Approaches to the production of avocado cuttings with etiolated bases, and the endogenous changes involve in the rooting process
Goren, M. (1982) Unpublished MSc Thesis, The Hebrew University of Jerusalem, Israel
Etiolation of bases of cuttings is an efficient way to increase their rooting potential. In this study different techniques for obtaining high yield of etiolated avocado cuttings were examined. This was achieved by a method which involved various regimes of light and dark periods in the following steps of production:
1. Stock plants were pruned so that only one main branch was left. Side branches which developed at the lower part of the plant were cut above the ring of buds so that large number of buds developed in a limited area in each stock plant.
2. Exposure of the buds to light was shown to be the most efficient way to induce bud burst out
3. The buds were kept in a dark environment during the initial stages of growth for the purpose of obtaining etiolated twigs.
4. The bases of the secondary branches were covered with a transparent paste in order to maintain their etiolation while the rest of the branch was exposed to light.

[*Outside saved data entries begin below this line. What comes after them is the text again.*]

Issue #599, opened 2020-05-18
Fix: Arbitrary focal plane and length conversion to 35 mm film focal length


GITNE:
https://github.com/mapillary/OpenSfM/blob/2005aae849ae5c43e781c2ae8ced1d550e36675e/opensfm/exif.py#L63-L64

Apparently, OpenSfM assumes or works with 35 mm film focal length internally (I was not aware of that), which is not great but okay. Anyhow, the current conversion from an arbitrary focal plane and length to full-frame/35 mm film focal length is incomplete, to say the least. So, you get things [like this](https://www.mapillary.com/app?pKey=l5rhkrPiLb_I-09oL39yhg&focus=photo "traverse to the end").

To fix this we have to compute the true equivalent focal length in 35 mm film:

```python
focalLengthIn35mmFilm = focalLength /
    sqrt(focalPlaneWidth^2 + focalPlaneHeight^2) *
    sqrt(36.0^2 + 24.0^2)
```

We have to convert to 35 mm film via the focal plane’s hypotenuse because we have to take into account all the different aspect ratios which are out there.

Besides, I would also prefer evaluating `FocalLength`, `FocalPlaneXResolution`, `FocalPlaneYResolution` first before evaluating `FocalLengthIn35mmFilm` because `FocalLengthIn35mmFilm` is just a *lazy* imprecise equivalent of the true focal length; it is an integer value of type `Short` in the Exif metadata header. Exactly for that reason the fully precise `FocalLength`, `FocalPlaneXResolution`, `FocalPlaneYResolution` (and `FocalPlaneResolutionUnit`) Exif tags have been introduced after `FocalLengthIn35mmFilm` has been found or deemed unfit for many purposes. The amount of deviation caused by `FocalLengthIn35mmFilm`’s imprecision does not seem like much on a per image basis but it accumulates rapidly over many images (like OpenSfM is used). Note, that it is still okay for OpenSfM to use the 35 mm film focal length internally because we can compute fractions of millimeters in the metadata extraction step.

This paste was developed during the study and contained other chemicals which prevented rotting and enhanced rooting. To the best of my knowledge this is the first time such a paste has been used for the production of etiolated cutting bases.
The above technique permitted the use of the same stock plants in repeated cycles of cutting production. Moreover, it was found that the older the stock plants were the higher the yield of cuttings.

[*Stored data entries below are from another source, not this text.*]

PR #1108, opened 2025-08-21
Improve final point cloud with filtering

YanNoun:
This PR adds a point cloud cleaning step that removes points with high covariance ellipsoid, and isolated points. This greatly improves the final point cloud, especially if subsequent steps rely on it directly.

On a Mapillary dataset : CLEAN on LEFT, ORIGINAL on RIGHT
Screenshot From 2025-08-21 16-48-08
Screenshot From 2025-08-21 16-47-30

On an aerial dataset  : 
CLEAN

Repeated experiments have demonstrated that cuttings with etiolated bases rooted at higher rates and in shorter time than cuttings with green bases. Additional treatments such as high levels of IBA in the rooting powder, in the paste and ringing of the cuttings increased rooting rates but not to a significant degree.

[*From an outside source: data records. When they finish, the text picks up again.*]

PR #45, opened 2020-03-31
Add utility function to better support multi-command tests.

will-cromar:
Update PyTorch RoBERTa and TF Keras API tests.

No update to RoBERTa generated files because I accidentally committed them in #43.

Generated YAML files created with this new function will have nicely-formatted multi-line strings instead of having an escaped string packed onto one line.

### DIFF
--- a/templates/pytorch/nightly/roberta-pre.libsonnet
+++ b/templates/pytorch/nightly/roberta-pre.libsonnet
@@ -21,7 +21,7 @@ local utils = import "../../utils.libsonnet";
   local roberta = base.PyTorchTest {
     modelName: "roberta-pre",
     paramsOverride: {
-      maxEpochs: error "Must set `maxEpoch`",
+      maxEpoch: error "Must set `maxEpoch`",
     },
     command: utils.scriptCommand(
       |||
--- a/templates/pytorch/nightly/roberta-pre.libsonnet
+++ b/templates/pytorch/nightly/roberta-pre.libsonnet
@@ -15,16 +15,48 @@
 local base = import "base.libsonnet";
 local timeouts = import "../../timeouts.libsonnet";
 local tpus = import "../../tpus.libsonnet";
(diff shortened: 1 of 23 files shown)


templates/pytorch/nightly/roberta-pre.libsonnet
```diff
@@ -15,16 +15,48 @@
...
-  local base_command = "pip install --editable tpu-examples/deps/fairseq && python3 /tpu-examples/deps/fairseq/train.py /datasets/wikitext-103 --tensorboard-logdir=$(MODEL_DIR) --task=masked_lm --criterion=masked_lm --arch=roberta_base --sample-break-mode=complete --tokens-per-sample=512 --optimizer=adam --adam-betas='(0.9,0.98)' --adam-eps=1e-6 --clip-norm=0.0 --lr-scheduler=polynomial_decay --lr=0.0005 --warmup-updates=10000 --dropout=0.1 --attention-dropout=0.1 --weight-decay=0.01 --update-freq=16 --log-format=simple --train-subset=train --valid-subset=valid --num_cores=8 --metrics_debug --save-dir=checkpoints --log_steps=30 --skip-invalid-size-inputs-valid-test --suppress_loss_report --input_shapes 16x512 18x480 21x384",
-
   local roberta = base.PyTorchTest {
     modelName: "roberta-pre",
-    command: [
-      "/bin/bash",
-      "-c",
-    ],
+    paramsOverride: {
+      maxEpochs: error "Must set `maxEpoch`",
```
zcain117, line 24: The name before the `:` says `maxEpochs` but the error message says `maxEpoch` and the variable in the format string also says `maxEpoch` and overrides below use `maxEpoch`. I don't know why this is able to work as-is but I'd switch the name to `maxEpoch`

will-cromar: Nice catch, fixed.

Cell and tissues at the bases of the etiolated cuttings differed from the green cuttings in the degree of differentiation, sclarification, lignification (which was lower for etiolated cuttings) and the number of parenchymatic cells (which was greater). Anatomical studies of the adventitious roots initiation and differentiation revealed the following developmental stages:
1. The formation of an initiation site around which cell division occurs. This was found in the starch sheath outside the pericycle strands;
2. Development of distinct meristems;
3. Differentiation of the meristemoids with well defined tissues; and
4. Termination of root differentiation and root growth.
In cuttings whose bases were etiolated this process was completed 40 days after planting. In green cuttings rooting was much slower, fifty days after planting the cuttings were only in the first stages of initiation.
Tests were conducted for content of endogenous rooting promoters which were extracted from the leaves and bases of the cuttings during the rooting process. Crude extracts were separated by paper chromatography and sections from the chromatogram were tested separately. Two inducing regions were detected one, at Rf = 0.4-0.6 in leaves and cuttings bases and the other at Rf = 0.9-1.0 in leaves alone. At the time of separation of the cuttings from the stock plants the level of the rooting promoter at Rf = 0.4-0.5 was quite low. Ten days after the cuttings were planted a peak level of root promotion was found in leaves cuttings which had etiolated bases at the same chromatogram region. Maximal activity was detected 20 days after planting in the bases of the cuttings. This finding suggests the possibility that biosynthesis of rooting promoter(s) takes place in the leaves and is then transferred to the cutting bases. In green cuttings a similar trend was observed but the promoting activity level was much lower. The region, Rf = 0.9-1.0, which was active in leaves alone demonstrated an opposite trend to the activity of the Rf = 0.4-0.5 region. High activity of the one was associated with low activity of the other. This finding suggests a possible relationship between the two rooting promoters.